他祖父、祖母犹健朗在堂,父亲,母亲双双在堂,下有一妹萱姑,年仅十二,一家六口,还有几位爷爷辈的造访,诗、酒、垂钓,其乐融融。
耕种着村东北数十亩薄田,没没无闻隐居生活,毫不引人注意,谁也不知道十余年前迁来落户的这一家是何来路。
小屯村本来就是穷乡僻壤,谁有那么多闲工夫去注意一个种庄稼的村夫?
三天后,华堃出现在州城,逗留了两天,立即引起追云拿月的注意。他不动声色,暗中打听磁山血案的消息。
可是他失望了。
名捕头追云拿月束手无策,查不出任何线索,这件事闹了个满城风雨,成了无头的公案了!
官方已传出消息,说是太行山的散匪所为,要追查一群四处流窜的散匪,谈何容易?显然有意留一条诿过于匪的活路。
他的出现,而且打听消息,给予追云拿月的刺激不算小,受不了刺激,当天便展开了行动。
这位名捕头在附近查了不少日子,广布眼线追踪附近山区的散匪和地棍痞氓,一无所获,只感到脸上无光。
获得眼线传来有关华堃的动静,立部传讯召集巡捕与各处巡检司的巡检,未牌初在私宅商议,决定了查缉的大计。
其一,派八名得力公人,携文书至汾阳,清查柏家故里的有关消息。
其二、派人持飞刀的图样,遍访附近州县的江湖朋友。
其三、请知州大人下令,搜查各地牲口行与粮行,希望查出驮骡健马种子的下落。
其四、撒查柏村的灾民,与婢仆们的根底。由追云拿月本人,亲自出马与黑道朋友打交道,撤查附近百里内会武的女人。
计议停当,次口禀明知州大人后,分头行事。
当晚,十名持飞刀图样而且见过凶器的干练公人,先行出发分赴各地找武林朋友,这件事不需经过知州大人先准。
本待找华堃告诫不可干预本案,岂知眼线却报称,华堃已赴磁山。
跟踪华堃的人,发觉华塑在磁山村遍询村民,追询血案发生前十天以内,附近的陌生人一切可疑动静。

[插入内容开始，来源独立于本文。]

PR #2820, opened 2015-02-25
BibDocfile: download all files for a BibRecDoc added

switowski:
* Modifies the getfile() function from WebInterfaceFilesPages class,
  so if the filename starts with "allfiles-", tar archive is created
  and send to the user.

* Allows user to download only those files that are not restricted

* Adds the stream_archive_of_latest_files(), that creates the archive
  with the latest files of a specific format (original or subformat) and
  streams this archive to the user.

* Adds the subformat parameter to the get_total_size_latest_version().
  If that parameter is given, function limits result to this subformat.

* Adds CFG_BIBDOCFILE_SUBFORMATS_TRANSLATIONS to the bibdocfile_config.

### DIFF
--- a/modules/bibdocfile/lib/bibdocfile.py
+++ b/modules/bibdocfile/lib/bibdocfile.py
@@ -59,6 +59,7 @@ import binascii
 import cgi
 import sys
 import copy
+import tarfile
 
 if sys.hexversion < 0x2060000:
     from md5 import md5
@@ -102,6 +103,7 @@ from invenio.bibrecord import record_get_field_instances, \
     encode_for_xml
 from invenio.urlutils import create_url, make_user_agent_string
 from invenio.textutils import nice_size
+from invenio.webuser import collect_user_info
 from invenio.access_control_engine import acc_authorize_action
 from invenio.access_control_admin import acc_is_user_in_role, acc_get_role_id
 from invenio.access_control_firerole import compile_role_definition, acc_firerole_check_user
@@ -123,7 +125,7 @@ from invenio.config import CFG_SITE_URL, \
     CFG_BIBCATALOG_SYSTEM
 from invenio.bibcatalog import BIBCATALOG_SYSTEM
 from invenio.bibdocfile_config import CFG_BIBDOCFILE_ICON_SUBFORMAT_RE, \
-    CFG_BIBDOCFILE_DEFAULT_ICON_SUBFORMAT
+    CFG_BIBDOCFILE_DEFAULT_ICON_SUBFORMAT, CFG_BIBDOCFILE_STREAM_ARCHIVE_FORMATS
 from invenio.pluginutils import PluginContainer
 
 import invenio.template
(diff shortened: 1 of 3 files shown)


egabancho:
Running on CDS

modules/bibdocfile/lib/bibdocfile_config.py
```diff
@@ -69,3 +69,12 @@
 # CFG_BIBDOCFILE_DEFAULT_ICON_SUBFORMAT -- this is the default subformat used
 # when creating new icons.
 CFG_BIBDOCFILE_DEFAULT_ICON_SUBFORMAT = "icon"
+
+# CFG_BIBDOCFILE_SUBFORMATS_TRANSLATIONS -- a list (not dictionary, because
+# we want to preserve the order) that connects the different format sizes
+# (like 'small', 'medium', etc.) with internal format sizes (like 'icon-180', 'icon-640', etc.)
+CFG_BIBDOCFILE_SUBFORMATS_TRANSLATIONS = [
```
tiborsimko: `CFG_BIBDOCFILE_SUBFORMATS_TRANSLATIONS` may sound too generic.  If this variable is not going to be used for any other functionality but the "allfile" exporting, then you may want to rename it in order to indicate its purpose better.  For example `CFG_BIBDOCFILE_STREAM_ARCHIVE_FORMATS` or something of the kind, which would be nicely close to the new function `stream_archive_of_latest_files()` that does the job.

modules/bibdocfile/lib/bibdocfile.py
```diff
@@ -1564,6 +1571,34 @@ def get_text(self, extract_text_if_necessary=True):
 
         return " ".join(texts)
 
+    def stream_archive_of_latest_files(self, req, format=''):
```
tiborsimko: The symbol `format` has a precise meaning in the `bibdocfile` context.  Did you mean "small/medium/large" here?  If so, then the function parameter may rather be called differently than `format`... e.g. in `getfile()` you call these `filesizes`...

modules/bibdocfile/lib/bibdocfile_config.py
switowski: Sure, I'm actually applying some fixes to that commit now (to not export the hidden files), so I will change the name as suggested.

tiborsimko:
```
| BibDocFile: add download all files in BibRecDoc
|     
|     * Modifies the getfile() function from WebInterfaceFilesPages class,
|       so if the filename starts with "allfiles-", tar archive is created
|       and send to the user.
|     
|     * Allows user to download only those files that are not restricted
|     
|     * Adds the stream_archive_of_latest_files(), that creates the archive
|       with the latest files of a specific format (original or subformat) and
|       streams this archive to the user.
|     
|     * Adds the subformat parameter to the get_total_size_latest_version().
|       If that parameter is given, function limits result to this subformat.
|     
|     * Adds CFG_BIBDOCFILE_SUBFORMATS_TRANSLATIONS to the bibdocfile_config.
```

This commit message may sound too "low-level" for casual users. Can you please add a release notes item explaining the functionality of the feature, such as:

```
* NEW Adds a new functionality that permits to obtain tarball of all the files
  associated with a record. For example, `/record/123/files/allfiles` includes
  all the original files in the tarball, `/record/123/files/allfiles-small`
  includes only icons of 180 pixels, etc. The behaviour is governed by internal
  configuration variable `CFG_BIBDOCFILE_STREAM_ARCHIVE_FORMATS`.

```

switowski:
@tiborsimko I have applied all the changes as you have suggested. Please let me know if there is anything else to do here.

switowski:
Note to myself - when this PR is merged, change the CFG_BIBDOCFILE_STREAM_ARCHIVE_FORMATS variable name (in bibdocfile and in bfe_CERN_download_all_photos.py) to a new name to avoid problems in the future.

tiborsimko:
One more cosmetics: `(closes ...)` should not be on an item of its own, but in the preceding item, after the phrase ends.  Can you please amend and repush?

switowski:
@tiborsimko done

tiborsimko:
Thanks, cherry-picked into `legacy` as fa009b4.

PR #2822, opened 2015-02-26
BibField: bug fixes

egabancho:


egabancho:
This PR is only relevant for CDS, it breaks some tests cases and it might not be useful to others

PR #2830, opened 2015-03-03
installation: fix missing pkg-config dependency

brucellino:
The pkg-config package needs to be installed, else `pip install -r requirements.txt` will fail when installing matplotlib. See https://github.com/matplotlib/matplotlib/issues/3029/ and https://github.com/brucellino/zenodo-docker-role/issues/3

### DIFF
--- a/INSTALL
+++ b/INSTALL
@@ -36,6 +36,7 @@ Contents
               python-4suite-xml python-simplejson python-xml \
               gnuplot poppler-utils \
               gs-common clisp gettext libapache2-mod-wsgi unzip \
+              pkg-config \
               python-dateutil python-rdflib python-pyparsing \
               python-gnuplot python-magic pdftk html2text giflib-tools \
               pstotext netpbm python-pypdf python-chardet python-lxml \


jirikuncar:
@brucellino thank you for your fix.

- [ ] Please add yourself to `AUTHORS` file;
- [ ] check our commit message style (`git log`, `git commit --amend -s`);
- [ ] rebase your branch on top of `next` branch (`git fetch upstream`, `git rebase -i upstream/next`).

INSTALL
```diff
@@ -36,6 +36,7 @@ Contents
               python-4suite-xml python-simplejson python-xml \
               gnuplot poppler-utils \
               gs-common clisp gettext libapache2-mod-wsgi unzip \
+              pkg-config \
```
tiborsimko: BTW this `aptitude` string is obsolete in the `next` branch; it is a remainder from the `master` branch.
(Even there, in the `master` branch, it is recommended to use `pip` rather than system packages.)

brucellino: Hi @tiborsimko 

Thanks for the response. I found that without this line, pip didn't work - is there a corresponding pip package that should be called ?
Also, forgot to add : 

Distributor ID:	Ubuntu
Description:	Ubuntu 14.10
Release:	14.10
Codename:	utopic
(perhaps the newer ubuntu is causing problems?)

jirikuncar: Have you tried it with latest `next` branch? The installation process has been updated.

brucellino:
Invalid since I was using the `master` branch - can't verify on `next` which is good :)

PR #2840, opened 2015-03-04
installation: package.json addition

jmartinm:
* Adds package.json to simplify installation of npm packages.

* This allows as well to control what versions we install.

* Updates installation guide accordingly.

### DIFF
--- a/INSTALL.rst
+++ b/INSTALL.rst
@@ -458,12 +458,9 @@ they are not in the environment ``$PATH`` already.
 
 .. code-block:: console
 
-    # Global installation
-    $ sudo su -c "npm install -g less clean-css requirejs uglify-js"
-
-    # or
-    # Local installation
-    (invenio)$ npm install less clean-css requirejs uglify-js
+    # Local installation (using package.json)
+    (invenio)$ cdvirtualenv src/invenio
+    (invenio)$ npm install
     (invenio)$ inveniomanage config set LESS_BIN `find $PWD/node_modules -iname lessc | head -1`
     (invenio)$ inveniomanage config set CLEANCSS_BIN `find $PWD/node_modules -iname cleancss | head -1`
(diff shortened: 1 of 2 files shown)


jmartinm:
This was started because of problems on ``clean-css``.

Installing latest version causes problems as version 3 is quite different to version 2 (https://github.com/jakubpawlowicz/clean-css#how-to-upgrade-clean-css-from-2x-to-3x)

So the overlay css was not taking precedence over the Invenio one any more.

jacquerie:
Another argument for having this is the (possible) future addition of the Karma test runner, which ships plugins for PhantomJS or Chrome integrations as Node modules.

package.json
```diff
@@ -0,0 +1,8 @@
+{
+  "dependencies": {
+    "less": "*",
```
lnielsen: I think we should be using less 1.7.5

INSTALL.rst
```diff
@@ -458,12 +458,9 @@ they are not in the environment ``$PATH`` already.
...
 
-    # Global installation
-    $ sudo su -c "npm install -g less clean-css requirejs uglify-js"
-
-    # or
-    # Local installation
-    (invenio)$ npm install less clean-css requirejs uglify-js
+    # Local installation (using package.json)
+    (invenio)$ cdvirtualenv src/invenio
+    (invenio)$ npm install
```
lnielsen: perhaps ``-g``?

lnielsen:
:+1:

INSTALL.rst
jmartinm: I don't think ``-g`` is supported from a ``package.json`` ? At least it did not work for me and could not find online how to do it.

http://stackoverflow.com/questions/6480549/install-dependencies-globally-and-locally-using-package-json

package.json
jmartinm: Have you found problems with newer version?

PR #2848, opened 2015-03-05
MiscUtils: urlutils: escape unsafe characters

drjova:
* Adds escaping url from unsafe characters.

* Updates bibdocfile templates.

Signed-off-by: Harris Tzovanakis <me@drjova.com>

### DIFF
--- a/modules/bibdocfile/lib/bibdocfile_templates.py
+++ b/modules/bibdocfile/lib/bibdocfile_templates.py
@@ -22,7 +22,7 @@ from invenio.config import CFG_SITE_URL, \
      CFG_SITE_LANG, CFG_SITE_RECORD, CFG_INSPIRE_SITE
 from invenio.messages import gettext_set_language
 from invenio.dateutils import convert_datestruct_to_dategui
-from invenio.urlutils import create_html_link
+from invenio.urlutils import create_html_link, url_safe_escape
 from invenio.textutils import nice_size
 
 def list_types_from_array(bibdocs):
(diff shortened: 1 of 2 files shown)


kaplun:
@drjova if this is needed to put a URL inside an `src` HTML attribute it should be enough to use standard `cgi.escape(url, quote=True), isn't it? That's how it is done everywhere else in Invenio...

drjova:
@kaplun  Unfortunately `cgi.escape` is not enough for our case which some files have spaces in their file name.

``` python

>> a = "hello is it me that looking for"
>> In [1]: cgi.escape(a, quote=True)
>> Out[1]: 'hello is it me that looking for'
>> In [2]: quote(b, safe="%/:=&?~#+!$,;'@()*[]")
>> Out[2]: 'hello%20is%20it%20me%20that%20looking%20for'
```

I couldn't find anything similar in the invenio utils :/

kaplun:
Good point. But then it would be better to correct this centrally. I.e. in `bibdocfile.BibDocFile.__init__()` where these URLs are generated. In this way all the places were BibDocFile URLs are used are going to see the correct version (e.g. when they are written in MARCXML, etc.)

This happens in https://github.com/inveniosoftware/invenio/blob/maint-1.2/modules/bibdocfile/lib/bibdocfile.py#L2977-L2982

drjova:
:+1: I'll prepare a PR

drjova:
PR#2908

kaplun:
@drjova can we close this PR, as superseeded by #2908?

drjova:
@kaplun yes!  

superseeded-by https://github.com/inveniosoftware/invenio/pull/2908

PR #2849, opened 2015-03-05
Template: Adds 'characters' filter (similar to sentences)

blixhavn:
* Adds a 'characters' filter, where the input string is truncated
  by `limit` characters, rounded up to nearest space (' ') and
  extended with `extension` (default ' [...]').

### DIFF
--- a/invenio/ext/template/__init__.py
+++ b/invenio/ext/template/__init__.py
@@ -170,6 +170,12 @@ def setup_app(app):
         """Return first `limit` number of sentences ending by `separator`."""
         return separator.join(value.split(separator)[:limit])
 
+    @app.template_filter('characters')
+    def _characters(value, limit, extension=' [...]'):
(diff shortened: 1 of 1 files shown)


blixhavn:
Well, which component names are recognized?

invenio/ext/template/__init__.py
```diff
@@ -170,6 +170,12 @@ def _sentences(value, limit, separator='. '):
         """Return first `limit` number of sentences ending by `separator`."""
         return separator.join(value.split(separator)[:limit])
 
+    @app.template_filter('characters')
+    def _characters(value, limit, extension=' [...]'):
```
jirikuncar: IMHO `truncate` http://jinja.pocoo.org/docs/dev/templates/#truncate should do the job

blixhavn: Heh, would you look at that. Never mind then :)

PR #228, opened 2016-11-30
1.8.0-rc2 bug fixes and small enchancements

dasgarner:


lib/Controller/Campaign.php
```diff
@@ -68,17 +74,19 @@ class Campaign extends Base
      * @param ConfigServiceInterface $config
      * @param CampaignFactory $campaignFactory
      * @param LayoutFactory $layoutFactory
+     * @param TagFactory $tagFactory
```
dasgarner: interesting positioning of this param comment - perhaps it should be at the end? :)

PR #232, opened 2016-12-21
Updates to test suite for 1.8.0-rc2

dasgarner:


dasgarner:
Merged in https://github.com/xibosignage/xibo-cms/pull/233

PR #234, opened 2017-01-05
Bugfix/1.8.0 rc3

dasgarner:


web/modules/xibo-image-render.js
```diff
@@ -0,0 +1,79 @@
...
+            var reloadTimes = $self.data("reload-times");
+            
+            // Loop an infinite number of times ( maxTries == -1 ) or until the loop reach options.maxTries times
+            if (reloadTimes < options.maxTries || options.maxTries == -1) {
+                
+                // Create a timeout using the options reload time
+                setTimeout(function() {
+                        
+                        // Try to change source to the original
+                        $self.unbind("error").attr("src", originalSrc).bind("error", handleImageError);
```
dasgarner: Do you need an unbind here? It should already be unbound at this point?

lib/Widget/DataSetView.php
```diff
@@ -393,11 +394,12 @@ public function getResource($displayId = 0)
 
         $javaScriptContent .= '<script type="text/javascript" src="' . $this->getResourceUrl('xibo-layout-scaler.js') . '"></script>';
         $javaScriptContent .= '<script type="text/javascript" src="' . $this->getResourceUrl('xibo-dataset-render.js') . '"></script>';
+        $javaScriptContent .= '<script type="text/javascript" src="' . $this->getResourceUrl('xibo-image-render.js') . '"></script>';
 
         $javaScriptContent .= '<script type="text/javascript">';
         $javaScriptContent .= '   var options = ' . json_encode($options) . ';';
         $javaScriptContent .= '   $(document).ready(function() { ';
-        $javaScriptContent .= '       $("#DataSetTableContainer").dataSetRender(options); $("body").xiboLayoutScaler(options);';
+        $javaScriptContent .= '       $("#DataSetTableContainer").dataSetRender(options); $("body").xiboLayoutScaler(options); $("#content").find("img").xiboImageRender(options); ';
```
dasgarner: Can we make sure that this should be on `#content` for DataSetView? The other renderer uses `#DataSetTableContainer`

web/modules/xibo-image-render.js
```diff
@@ -0,0 +1,79 @@
...
+                        
+                        // Increase the control var and set it to the element
+                        reloadTimes++; 
+                        $self.data("reload-times", reloadTimes); 
+                }, options.reloadTime);
+            }
+        };
+        
+        // Original image source
+        var originalSrc = $self.attr("src");
```
dasgarner: I wonder if it would be better to store this in `$self.data` ?

web/modules/xibo-image-render.js
maurofmferrao: You're right, that is bound just above that line

lib/Widget/DataSetView.php
maurofmferrao: It was working this way, the Module uses #content as well, but we can use the #DataSetTableContainer as it contains all the DataSet module html.

dasgarner:
test this please

lib/Widget/Stocks.php
```diff
@@ -392,10 +399,36 @@ public function getResource($displayId = 0)
         if (!$items = $this->getYql()) {
             return '';
         }
+        
+        if( $this->getOption('overrideTemplate') == 0 ) {
+            
+            $templates = $this->templatesAvailable();
```
dasgarner: It seems like we do this a lot? Perhaps there is an opportunity to standardise access to these templates by putting methods for:

 - templatesAvailable
 - getTemplateById

Into the `ModuleWidget` class?

alexharrington:
retest this please

PR #262, opened 2017-05-22
Fix this function on a page without table

guruevi:
If we use this function on a page that does not have a global variable named table a bug happens. We cannot test simply to see if the table variable exists because table exists as a built-in function in modern browsers (console.table is aliased to table).

I've tested the "if (backgroundChanges && table)" construction which due to it existing causes weirdness. This is the only way to test if table actually exists.


dasgarner:
This looks fine to me - thank you for your contribution.

PR #263, opened 2017-05-30
Fix object.zIndex is not a function error

guruevi:
zIndex is not actually a function in newer versions of jQuery UI
https://jqueryui.com/upgrade-guide/1.12/#removed-zindex


dasgarner:
Thank you.

How did this bug present itself in the application - I will create an issue for it and link it up.

guruevi:
@dasgarner The issue presented itself when I updated jQuery-UI to the latest version because I ran into a bug with Safari. 

This seems to fix any issues Xibo may have with the newer jQuery library so it should be safe to update to the latest jQuery-UI and a later version of the jQuery core.

PR #274, opened 2017-10-03
Take advantage of "php-saml" toolkit

flysen:
php-saml provide metadata.php to extract and validate the SP and IDP data provided by the array. To make this cleaner I recommend to not use the current settings.php file to add SAML data. I've created a samlSettings.php to hold the array. Also created the folder samltools to host SAML tools useful for the integration. 

metadata.php takes the array parse it and display a xml that you can sent to your 3:rd party federation (IDP).

I have not tested the full work-flow using SAML because I needed to get hold of the metadata first and then I have ~3weeks for approval.

### DIFF
--- a/lib/Helper/Install.php
+++ b/lib/Helper/Install.php
@@ -264,6 +264,10 @@ define('SECRET_KEY', '$secretKey');
 // \$middleware = [];
 // \$authentication = ;
 
+// \$authentication = new \Xibo\Middleware\SAMLAuthentication();
+// \$samlFile = realpath(dirname(__FILE__) . '/samlSettings.php');
+// require_once $samlFile;
+
 END;
 
         if (!fwrite($fh, $settings))
--- a/web/_toolkit_loader.php
+++ b/web/_toolkit_loader.php
@@ -1,0 +1,23 @@
+<?php
+
+// Create an __autoload function 
+// (can conflicts other autoloaders)
+// http://php.net/manual/en/language.oop5.autoload.php
+$libDir = realpath(dirname(__FILE__) . '/../vendor/onelogin/php-saml/lib/Saml2/'). '/';
+$extlibDir = realpath(dirname(__FILE__) . '/../vendor/onelogin/php-saml/extlib/'). '/';
+
+// Load composer
+if (file_exists('vendor/autoload.php')) {
+    require 'vendor/autoload.php';
+}
+
+// Load now external libs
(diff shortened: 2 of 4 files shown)


dasgarner:
Thank you for your PR.

You can do all of this already by putting your settings in `settings.php` and calling `/saml/metadata` from a web browser (or making a web request in another way).

The toolkit, etc is not required.

Unless I am missing something of course - which is very possible!

flysen:
@dasgarner the medtadata.php provide a proper xml parsed file from the SP ready to be signed by the IDP.
Here is an example of the array provided from [array SAML](https://xibo.org.uk/manual/en/users_saml.html):
`<md:EntityDescriptor validUntil="2017-10-05T07:25:30Z" cacheDuration="PT604800S" entityID="http://xibo-cms.example.com/saml/metadata"><md:SPSSODescriptor AuthnRequestsSigned="false" WantAssertionsSigned="false" protocolSupportEnumeration="urn:oasis:names:tc:SAML:2.0:protocol"><md:SingleLogoutService Binding="urn:oasis:names:tc:SAML:2.0:bindings:HTTP-Redirect" Location="http://xibo-cms.example.com/saml/sls"/><md:NameIDFormat>urn:oasis:names:tc:SAML:2.0:nameid-format:emailAddress</md:NameIDFormat><md:AssertionConsumerService Binding="urn:oasis:names:tc:SAML:2.0:bindings:HTTP-POST" Location="http://xibo-cms.example.com/saml/acs" index="1"/></md:SPSSODescriptor></md:EntityDescriptor>`

dasgarner:
Here is the output from the existing route:

image

They are the same, no?

To get this output, you enable the SAML auth middleware as per the instructions - and visit the /saml/metadata route, and then you have your IdP information.

I am reluctant to provide another non-managed application entry point, especially one that includes its own autoloader.

flysen:
@dasgarner :+1: 
Exactly what I was trying to achieve, big thanks. I did two things really wrong.

1. I ended the route with a trailing "/" https://localhost/saml/metadata/ - That is wrong.
2. When I visited the page https://localhost/saml/metadata I did it from a browser which gave me just one line out put:

`urn:oasis:names:tc:SAML:2.0:nameid-format:emailAddress`

Using wget show the complete xml or using "view-source" in a browser (and of course Postman).

Sorry my bad
/Fredrik

dasgarner:
No problem - thank you for contributing!

PR #288, opened 2017-12-12
Various Improvements as documented in issue comments

dasgarner:
xibosignage/xibo#1320

Broadly speaking, the improvements are:
 - fixed some issues installing/upgrading
 - combined into 1 table
 - moved some controller helper logic into the factory
 - adjusted the form text and structure


dasgarner:
@LukyLuke assuming you don't have any objections I will merge this into the feature branch and apply it to some test systems here for more testing.

LukyLuke:
Thanks @dasgarner 
I would be pleased if you merge it :)

I will have time as of next week to improve the RGraph module to use this new Feature better (combine of multiple Datasets and throw away the direct use of webservice APIs).

dasgarner:
@LukyLuke after you've made those changes would you be interested in us looking to see if we could include the rgraph module into the core product also?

追云拿月闻报大怒,这简直欺人太甚,瞧不起他威镇八方名捕头,怎受得了?立即派人拘捕华堃,名义是妨碍公务,罪名可大可小。
人派出了,余怒未消。
入暮时分,这位名捕头押了一名涉嫌盗窃公粮的痞棍返回州衙,经过南门滏河石桥,碰上出城找他的巡捕生死判柯光。
生死判身材矮小,有一双精光四射锐利无比的鹰目,江湖道上提起此人,黑道朋友畏之如虎。
城门将闭,生死判急急出城,由于未穿公服,青直裰掩住腰间暗藏的判官笔,像个急于出城的乡巴佬。
他见到追云拿月,心中一定,趋近低声说:“头儿,赶快些,咱们要去见一个人。”
追云拿月一怔,低问:“谁?急么?”
生死判转身便走,说:“急,迟恐赶不上。人交给属下押走,头儿可在桥头等他,他好像要赶夜路。”
“到底是谁?”
“暗器名家九手天尊。”
“咦!那贼秃敢明目张胆经过本城?”
“快到了,属下先走一步。”
追云拿月将囚犯交给生死判带走,背转身站在桥头等候,目光不时溜过颇为拥挤的城门口。
不久,一个肥头大耳宝相庄严的游方僧,肩上抗着方便铲,胁下吊着大化缘袋,大踏步出了即将关闭的城门,施施然走向里外的石桥头,并未注意桥头穿了便服的追云拿月。
近了,刚泰然越过追云拿月,突觉颈背一紧、右肘一麻。这两处各扣了一只巨爪,完了。
“和尚,你眼中还有我追云拿月在?”嗓音震耳。
“贫僧……贫僧不是避开你么?”和尚悚然地说。
追云拿月手上的功夫,比剑术和常用的铁尺锁铐高明得多,掌、指、爪的功夫不作第二人想,擒拿术、制穴术尤其高明。
九手天尊颈肘被制,再一听报出名号,便知道大事去矣!不得不输口认栽。
追云拿月架住了和尚,向路侧举步说:“你光天化日大摇大摆出城,在下脸上挂不住,想想看,衙门里有多少从天下各地送来,缉拿你这凶僧归案的公文?你心里明白,是么?”
“贫价并未在贵地犯案,勿勿借道不敢在贵地逗留,够道义了吧?你想怎样?”和尚无可奈何地问。